Three months after demonstrators occupied the south Minneapolis intersection where George Floyd was killed, they say they're not going anywhere until the city meets a long list of demands.
The occupation of 38th Street and Chicago Avenue has posed a conundrum for city officials who are desperate to reopen at least a portion of the street to traffic. They say businesses inside are suffering, gunfire rings out at night and it's difficult for first responders to enter without the help of the neighbors who guard the barricades.
The city had announced plans to reopen 38th Street last month but backed off, avoiding a confrontation. City Council Member Andrea Jenkins, whose ward includes part of the intersection, said the city and the occupants find themselves "at an impasse."
"The intersection needs to be reopened. It's one of the largest transit hubs in the entire city," Jenkins said. "But there is the reality that there is this deep … reckoning that needs to happen in this country. In this entire country. The intersection at 38th and Chicago is the symbol of what is going on throughout America."

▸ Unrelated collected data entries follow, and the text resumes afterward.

PR #165, opened 2023-12-04
Nft player

martyu:
https://projectnewm.atlassian.net/browse/MOBILE-74
https://projectnewm.atlassian.net/browse/MOBILE-72
https://projectnewm.atlassian.net/browse/MOBILE-75
https://projectnewm.atlassian.net/browse/MOBILE-60
https://projectnewm.atlassian.net/browse/MOBILE-61
https://projectnewm.atlassian.net/browse/MOBILE-62
https://projectnewm.atlassian.net/browse/MOBILE-73


iosApp/Modules/Helpers/AudioPlayer/PlayButton.swift
```diff
@@ -4,18 +4,29 @@ import Resolver
 import ModuleLinker
 
 public struct PlayButton: View {
-	@InjectedObject private var audioPlayer: AudioPlayerImpl
+	@InjectedObject private var audioPlayer: VLCAudioPlayer
```
cristhianescobar, line 7: What are your thoughts on using a protocol/interface for the AudioPlayer? This way, everywhere that requires an Audio player can use the protocol and have a separate VLCAudioPlayer that implements the AudioPlayer interface. I believe this would make it easier to scale and swap implementations as needed in the future. Additionally, it's probably better coding practice than having the code depend on the concrete implementation. I understand that for now, it may seem like unnecessary work, but it will be helpful down the road, thoughts?

iosApp/Modules/Helpers/Files/DownloadManager.swift
```diff
@@ -0,0 +1,78 @@
...
+		task.resume()
+	}
+	
+	func download(url: URL, progressHandler: @escaping (Double) -> Void) async throws -> URL {
+		try await withCheckedThrowingContinuation { [weak self] continuation in
+			guard let self else { fatalError() }
+			download(url: url) { result in
+				continuation.resume(with: result)
+			} progressHandler: { progress in
+//				print("\n\n\nCANCELLED\n\n\n")
```
cristhianescobar: Should we remove commented out code?

iosApp/Modules/Screens/Artist/Mocks/MockData.swift
```diff
@@ -14,13 +14,16 @@ class MockArtistViewUIModelProviding: ArtistViewUIModelProviding {
...
-			profileImage: URL(string: MockData.url(for: Asset.MockAssets.artist0))!,
+			profileImage: URL(string: "" /*MockData.url(for: Asset.MockAssets.artist0)*/)!,
 			followSection: SupportButton.followButton(),
 			supportSection: SupportButton.supportButton(),
-			trackSection: CellsSectionModel(cells: MockData.bigSongCells_shuffled(seed: 1, onTap: { id in
-				actionHandler.songTapped(id: id)
-			}), title: "LATEST TRACKS"),
-			topSongs: CellsSectionModel(cells: MockData.bigSongCells_shuffled(seed: 2, onTap: { id in actionHandler.songTapped(id: id) }), title: "TOP SONGS"),
+			trackSection: CellsSectionModel(cells: [],
+//											MockData.bigSongCells_shuffled(seed: 1, onTap: { id in
```
cristhianescobar: Same here?

iosApp/Modules/Screens/Home/HomeTests/HomeViewModelTests.swift
```diff
@@ -5,16 +5,16 @@ import AudioPlayer
...
-		XCTAssert(vm.route.isEmpty)
-		vm.artistTapped(id: "Joey Fidelity")
-		guard case .artist = vm.route.last else { return XCTFail() }
-		vm.route.removeLast()
-		vm.songTapped(id: "My Heart Hurts So Bad")
-		XCTAssertTrue(audioPlayer.playbackInfo.isPlaying)
-		XCTAssert(audioPlayer.song?.id == "My Heart Hurts So Bad")
-	}
+//	@InjectedObject var audioPlayer: VLCAudioPlayer
+//
```
cristhianescobar: Same

iosApp/Modules/Screens/Home/UI/Home Views/HomeViewModel.swift
```diff
@@ -12,7 +12,7 @@ class HomeViewModel: ObservableObject {
 	@Published var shouldShowGreeting: Bool = true
 	
 	private var uiModelProvider: HomeViewUIModelProviding { MockHomeViewUIModelProvider(actionHandler: self) }
-	@Injected private var audioPlayer: AudioPlayerImpl
+	@InjectedObject private var audioPlayer: VLCAudioPlayer
```
cristhianescobar, line 15: If we decide to go with the protocol could we just inject `AudioPlayer` instead here  and everywhere is needed?

iosApp/Modules/Screens/Library/LibraryModule.swift
```diff
@@ -1,22 +1,72 @@
...
+					fatalError()
+				}
 
+				func getWalletNFTs() async throws -> [NFTTrack] {
+					NFTTrack.mockTracks
+				}
+			}
+		}
+		
+//		mockResolver.register {
```
cristhianescobar: Can we remove this as well?

iosApp/Modules/Screens/Library/UI/LIbraryView.swift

Concrete barricades surrounding the intersection prevent cars from driving through. Police officers do not enter the space — nor are they welcome. Visitors still trickle in during the day to glance at the memorials spread across the street, as if in a museum. At the northern barricade, a message is written on a wooden board: YOU ARE NOW ENTERING THE FREE STATE OF GEORGE FLOYD.

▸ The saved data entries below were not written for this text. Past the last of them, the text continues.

PR #169, opened 2023-12-15
Newm app pointing to production

cristhianescobar:
- Adding production endpoint as default
- Replaced newm chain endpoint query with [new](https://github.com/projectNEWM/newm-server/wiki/GetCardanoWalletNFTSongs) endpoint
- Added the functionality to search songs
- Removed the testnet default wallet address


android/app-newm/src/main/java/io/newm/screens/library/screens/EmptyWalletScreen.kt
```diff
@@ -0,0 +1,54 @@
...
+        Column(horizontalAlignment = Alignment.CenterHorizontally) {
+            Text(
+                text = "No NFTs yet?",
+                style = MaterialTheme.typography.h6,
+                textAlign = TextAlign.Center,
+                modifier = Modifier.padding(16.dp)
+            )
+            Spacer(modifier = Modifier.height(8.dp))
+            Text(
+                text = "You can buy NFTs from our marketplace",
```
martyu, line 40: I'll need to add this to iOS too.  Added jira ticket.

android/app-newm/src/main/java/io/newm/Logout.kt
```diff
@@ -1,36 +1,48 @@
...
-            userSession.logout()
-            restartApp.run()
-            logger.d("Logout successful")
-            0
-        } catch (e: Exception) {
-            logger.d("Logout Exception: $e")
-            1
-        }
+    fun signOutUser() = try {
+        loginUseCase.logout()
```
martyu, line 24: probably should clean the song file cache when logging out too?

martyu (approved):
If the songs are playing on android then we can merge this for now and i'll check ios once I get my wallet filled.

android/app-newm/src/main/java/io/newm/screens/library/screens/EmptyWalletScreen.kt
cristhianescobar: This is a placeholder, waiting to hear back from design about what the screen should look like and say.

android/app-newm/src/main/java/io/newm/Logout.kt
cristhianescobar: The logout flows gets started on the client, so that is work we need to do before calling the `loginUseCase.logout()`

Android has not implemented the caching mechanism yet.

martyu: But you download the song file don't you?  You're not streaming it?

The people who occupy the space say they have become the caretakers, maintaining the memorials, hosting community events and handling domestic calls and other issues that occur within the zone. Chanting "no justice, no street," they say the city needs to agree on their calls for this struggling area of south Minneapolis, for Floyd and other victims of police violence.

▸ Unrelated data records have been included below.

PR #174, opened 2024-01-06
MOBILE-96 | Add swipe to download button to Library Screen

Jermainelr:
download_song


newmskywalker (approved):

cristhianescobar:
I will go ahead and move this change into the NFT library tab, but going forward let's make sure those changes also reflect into the NFT library as well

PR #175, opened 2024-01-11
Cache current user

cristhianescobar:
- Adding a table for current user so we don't have to fetch from network every time the account page is loaded.
- Also created a separate section for NFT Tracks vs Stream Tokens
Screenshot 2024-01-10 at 11 40 37 PM


Jermainelr (approved):
LGTM

PR #177, opened 2024-01-20
Add non-Flow kmm functions for iOS.

martyu:
Add non-Flow kmm functions for iOS.
fixed error alerts


shared/src/commonMain/kotlin/io.newm.shared/internal/implementations/WalletNFTSongsUseCaseImpl.kt
```diff
@@ -13,12 +14,19 @@ internal class WalletNFTSongsUseCaseImpl(
         return cardanoRepository.getWalletCollectableTracks()
     }
 
-    override fun getAllStreamTokens(): Flow<List<NFTTrack>> {
```
cristhianescobar, line 16: Can we keep the function and just rename it so we can have a flow and a non flow version?
`override fun getAllStreamTokensFlow(): Flow<List<NFTTrack>>`
`override fun getAllStreamTokens(): List<NFTTrack>`

Also, at what point did flows stop working? I was under the impression that you were able to consume them without a problem?

cristhianescobar (approved):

"They either give in to our demands of justice or they're going to have to take the street over my dead body," said Marcia Howard, a high school English teacher who has become a constant presence at the intersection. "I owe it to these kids who are now adults to pour into them something that looks like justice."
No timeline to open street
Earlier this summer, Howard and other neighborhood leaders asked business owners and residents in the area what changes they would like to see in their neighborhoods.